The task:
Which lines below fall between the one containing "that are not" and the one containing "ln 138, ln 140"? Repeat them exactly, counting both of those lines, and add nothing else.

Source records:
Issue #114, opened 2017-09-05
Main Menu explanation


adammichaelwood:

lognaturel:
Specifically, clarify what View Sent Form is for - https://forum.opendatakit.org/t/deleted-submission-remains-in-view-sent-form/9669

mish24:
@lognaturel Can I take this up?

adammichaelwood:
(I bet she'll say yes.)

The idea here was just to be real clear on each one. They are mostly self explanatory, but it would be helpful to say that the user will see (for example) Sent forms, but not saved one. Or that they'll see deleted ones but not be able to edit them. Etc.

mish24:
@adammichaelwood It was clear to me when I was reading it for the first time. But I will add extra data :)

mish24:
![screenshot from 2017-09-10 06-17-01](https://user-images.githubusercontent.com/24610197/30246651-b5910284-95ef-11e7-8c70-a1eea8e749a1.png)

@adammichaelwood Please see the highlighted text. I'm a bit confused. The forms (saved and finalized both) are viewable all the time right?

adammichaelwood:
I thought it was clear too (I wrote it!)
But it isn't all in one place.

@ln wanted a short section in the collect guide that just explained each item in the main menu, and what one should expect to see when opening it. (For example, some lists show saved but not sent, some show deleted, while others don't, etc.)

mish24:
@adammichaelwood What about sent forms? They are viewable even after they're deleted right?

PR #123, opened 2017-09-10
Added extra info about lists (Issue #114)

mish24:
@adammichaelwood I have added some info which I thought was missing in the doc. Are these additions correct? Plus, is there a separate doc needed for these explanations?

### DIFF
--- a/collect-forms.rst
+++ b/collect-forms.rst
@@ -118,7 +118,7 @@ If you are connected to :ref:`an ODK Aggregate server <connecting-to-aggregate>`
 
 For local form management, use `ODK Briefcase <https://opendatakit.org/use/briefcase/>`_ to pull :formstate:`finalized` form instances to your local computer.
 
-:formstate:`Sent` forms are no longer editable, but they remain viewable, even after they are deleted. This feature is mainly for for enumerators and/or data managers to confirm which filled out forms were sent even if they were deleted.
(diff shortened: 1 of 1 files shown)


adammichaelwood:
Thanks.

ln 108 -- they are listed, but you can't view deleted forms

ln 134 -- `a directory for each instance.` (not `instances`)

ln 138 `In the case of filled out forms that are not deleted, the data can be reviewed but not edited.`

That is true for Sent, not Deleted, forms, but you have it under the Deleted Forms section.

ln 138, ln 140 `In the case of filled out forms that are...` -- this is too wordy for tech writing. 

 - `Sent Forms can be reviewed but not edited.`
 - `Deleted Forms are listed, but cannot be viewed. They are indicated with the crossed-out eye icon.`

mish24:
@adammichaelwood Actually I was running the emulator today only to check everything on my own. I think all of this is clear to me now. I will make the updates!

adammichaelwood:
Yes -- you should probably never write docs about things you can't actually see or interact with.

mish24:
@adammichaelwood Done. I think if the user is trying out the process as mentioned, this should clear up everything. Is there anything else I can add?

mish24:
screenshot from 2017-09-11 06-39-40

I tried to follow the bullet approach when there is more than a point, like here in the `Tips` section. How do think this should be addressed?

Exercise answer:
ln 138 `In the case of filled out forms that are not deleted, the data can be reviewed but not edited.`

That is true for Sent, not Deleted, forms, but you have it under the Deleted Forms section.

ln 138, ln 140 `In the case of filled out forms that are...` -- this is too wordy for tech writing. 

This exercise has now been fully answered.